- _WHAT YOU NEED TO DO_: Lines with the word "operation" are the ones wanted. Copy each of them from the entries below.
>>>
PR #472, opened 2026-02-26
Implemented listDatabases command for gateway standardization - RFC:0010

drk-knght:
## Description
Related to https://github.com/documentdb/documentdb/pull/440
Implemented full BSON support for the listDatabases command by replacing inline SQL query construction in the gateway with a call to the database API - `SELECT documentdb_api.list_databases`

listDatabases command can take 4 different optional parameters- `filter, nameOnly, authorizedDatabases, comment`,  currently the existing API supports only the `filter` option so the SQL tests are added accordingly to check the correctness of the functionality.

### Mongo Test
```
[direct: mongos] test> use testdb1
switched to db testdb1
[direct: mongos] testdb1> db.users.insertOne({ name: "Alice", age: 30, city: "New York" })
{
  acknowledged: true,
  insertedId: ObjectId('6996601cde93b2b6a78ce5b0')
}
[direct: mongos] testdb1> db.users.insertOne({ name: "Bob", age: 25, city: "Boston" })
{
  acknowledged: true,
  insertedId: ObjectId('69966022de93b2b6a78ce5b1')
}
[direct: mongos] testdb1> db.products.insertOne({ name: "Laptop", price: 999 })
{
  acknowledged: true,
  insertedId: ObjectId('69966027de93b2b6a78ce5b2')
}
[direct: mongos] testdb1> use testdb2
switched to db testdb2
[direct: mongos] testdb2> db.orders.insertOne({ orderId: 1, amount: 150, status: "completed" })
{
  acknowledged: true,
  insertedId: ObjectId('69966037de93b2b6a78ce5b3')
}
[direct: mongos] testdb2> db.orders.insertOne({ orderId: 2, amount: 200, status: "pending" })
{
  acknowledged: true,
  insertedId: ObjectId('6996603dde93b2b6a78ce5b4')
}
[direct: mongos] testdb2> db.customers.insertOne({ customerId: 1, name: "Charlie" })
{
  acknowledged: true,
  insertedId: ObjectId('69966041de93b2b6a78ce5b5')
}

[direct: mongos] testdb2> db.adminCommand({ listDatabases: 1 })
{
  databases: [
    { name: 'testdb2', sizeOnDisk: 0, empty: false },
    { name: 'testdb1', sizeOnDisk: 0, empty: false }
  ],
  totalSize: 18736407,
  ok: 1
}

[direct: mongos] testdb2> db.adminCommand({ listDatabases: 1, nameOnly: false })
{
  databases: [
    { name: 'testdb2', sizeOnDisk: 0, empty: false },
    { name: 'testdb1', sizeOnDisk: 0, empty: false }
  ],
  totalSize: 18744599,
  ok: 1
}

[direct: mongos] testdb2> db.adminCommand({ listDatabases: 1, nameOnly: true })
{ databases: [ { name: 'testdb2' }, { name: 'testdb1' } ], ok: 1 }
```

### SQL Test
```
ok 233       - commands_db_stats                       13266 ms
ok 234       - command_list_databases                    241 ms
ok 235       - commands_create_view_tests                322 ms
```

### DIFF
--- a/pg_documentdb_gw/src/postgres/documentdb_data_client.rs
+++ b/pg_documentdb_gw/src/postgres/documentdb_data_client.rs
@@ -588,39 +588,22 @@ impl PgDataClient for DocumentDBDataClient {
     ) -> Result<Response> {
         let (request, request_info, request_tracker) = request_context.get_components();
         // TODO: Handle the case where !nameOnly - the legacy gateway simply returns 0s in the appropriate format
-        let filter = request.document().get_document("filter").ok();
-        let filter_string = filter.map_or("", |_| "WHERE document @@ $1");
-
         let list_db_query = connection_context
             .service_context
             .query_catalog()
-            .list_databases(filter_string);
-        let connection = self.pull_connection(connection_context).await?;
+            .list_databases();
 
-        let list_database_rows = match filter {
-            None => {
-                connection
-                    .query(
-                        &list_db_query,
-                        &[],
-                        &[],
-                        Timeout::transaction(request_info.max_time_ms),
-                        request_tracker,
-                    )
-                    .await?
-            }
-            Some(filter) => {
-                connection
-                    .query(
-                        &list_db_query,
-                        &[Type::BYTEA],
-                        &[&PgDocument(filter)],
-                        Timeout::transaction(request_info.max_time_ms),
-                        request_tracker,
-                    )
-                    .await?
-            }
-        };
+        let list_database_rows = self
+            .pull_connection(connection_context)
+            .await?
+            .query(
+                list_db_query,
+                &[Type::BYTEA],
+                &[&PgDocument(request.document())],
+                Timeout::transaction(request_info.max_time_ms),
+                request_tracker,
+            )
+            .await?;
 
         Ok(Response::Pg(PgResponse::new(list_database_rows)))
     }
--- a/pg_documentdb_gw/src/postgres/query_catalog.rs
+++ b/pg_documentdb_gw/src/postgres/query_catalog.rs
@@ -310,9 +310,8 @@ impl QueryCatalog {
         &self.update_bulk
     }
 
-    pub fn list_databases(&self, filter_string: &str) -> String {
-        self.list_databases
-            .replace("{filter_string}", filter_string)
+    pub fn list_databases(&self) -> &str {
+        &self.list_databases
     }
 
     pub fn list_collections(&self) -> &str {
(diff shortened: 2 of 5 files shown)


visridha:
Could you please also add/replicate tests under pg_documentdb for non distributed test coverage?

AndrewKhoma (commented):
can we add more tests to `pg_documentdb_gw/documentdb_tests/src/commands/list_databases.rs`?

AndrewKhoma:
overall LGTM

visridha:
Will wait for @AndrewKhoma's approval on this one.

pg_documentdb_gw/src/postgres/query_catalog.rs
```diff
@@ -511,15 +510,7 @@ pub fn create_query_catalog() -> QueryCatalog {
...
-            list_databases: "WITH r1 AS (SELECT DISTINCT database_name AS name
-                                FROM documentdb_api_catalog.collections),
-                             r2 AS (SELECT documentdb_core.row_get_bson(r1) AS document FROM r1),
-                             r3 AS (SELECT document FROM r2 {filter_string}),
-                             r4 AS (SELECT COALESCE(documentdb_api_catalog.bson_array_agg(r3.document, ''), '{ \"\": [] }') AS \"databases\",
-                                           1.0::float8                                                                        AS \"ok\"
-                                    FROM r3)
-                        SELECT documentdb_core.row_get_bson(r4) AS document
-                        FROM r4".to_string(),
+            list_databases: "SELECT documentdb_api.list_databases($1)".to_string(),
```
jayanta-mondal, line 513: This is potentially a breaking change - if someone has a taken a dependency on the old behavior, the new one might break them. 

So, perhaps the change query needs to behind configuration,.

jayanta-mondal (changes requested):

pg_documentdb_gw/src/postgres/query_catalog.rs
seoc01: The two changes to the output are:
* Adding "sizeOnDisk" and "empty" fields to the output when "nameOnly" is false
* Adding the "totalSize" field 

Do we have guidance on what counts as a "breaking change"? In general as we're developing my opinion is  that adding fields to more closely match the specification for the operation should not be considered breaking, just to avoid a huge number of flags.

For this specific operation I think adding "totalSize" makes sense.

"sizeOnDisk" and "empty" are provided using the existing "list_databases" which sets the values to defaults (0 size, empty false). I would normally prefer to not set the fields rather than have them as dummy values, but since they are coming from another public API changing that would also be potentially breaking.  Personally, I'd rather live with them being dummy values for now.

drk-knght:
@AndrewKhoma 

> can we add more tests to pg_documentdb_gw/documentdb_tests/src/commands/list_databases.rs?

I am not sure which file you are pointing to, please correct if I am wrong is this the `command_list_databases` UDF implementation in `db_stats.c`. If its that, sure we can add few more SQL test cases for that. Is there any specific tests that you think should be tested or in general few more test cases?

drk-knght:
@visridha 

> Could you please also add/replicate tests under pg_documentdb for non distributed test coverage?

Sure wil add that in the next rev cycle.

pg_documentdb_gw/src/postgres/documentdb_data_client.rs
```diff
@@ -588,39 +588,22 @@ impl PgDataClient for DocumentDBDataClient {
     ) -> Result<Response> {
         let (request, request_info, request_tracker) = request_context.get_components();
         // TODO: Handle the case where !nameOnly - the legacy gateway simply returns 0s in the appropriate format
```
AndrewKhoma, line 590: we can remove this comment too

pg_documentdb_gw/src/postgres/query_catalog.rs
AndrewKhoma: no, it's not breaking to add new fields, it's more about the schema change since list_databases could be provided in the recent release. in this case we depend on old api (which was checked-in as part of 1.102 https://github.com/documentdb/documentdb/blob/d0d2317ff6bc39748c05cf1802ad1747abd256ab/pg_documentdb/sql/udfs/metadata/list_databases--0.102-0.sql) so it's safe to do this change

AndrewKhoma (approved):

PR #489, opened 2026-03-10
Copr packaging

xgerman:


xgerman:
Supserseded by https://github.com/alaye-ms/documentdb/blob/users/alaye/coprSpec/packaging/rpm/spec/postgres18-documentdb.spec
<<<
- _EXPECTED OUTPUT_:
Do we have guidance on what counts as a "breaking change"? In general as we're developing my opinion is  that adding fields to more closely match the specification for the operation should not be considered breaking, just to avoid a huge number of flags.
For this specific operation I think adding "totalSize" makes sense.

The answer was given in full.